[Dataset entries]
PR #9192, opened 2016-05-19
cmake: use object library instead recompiling popular .cc files

tchaikov:
* common/TextTable.cc
* common/secret.c


cbodley:
works for me :+1: thanks @tchaikov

• _TASK DIRECTIONS_
Report every line above that has the string "common" in it.

• _RESPONSE_
* common/TextTable.cc
* common/secret.c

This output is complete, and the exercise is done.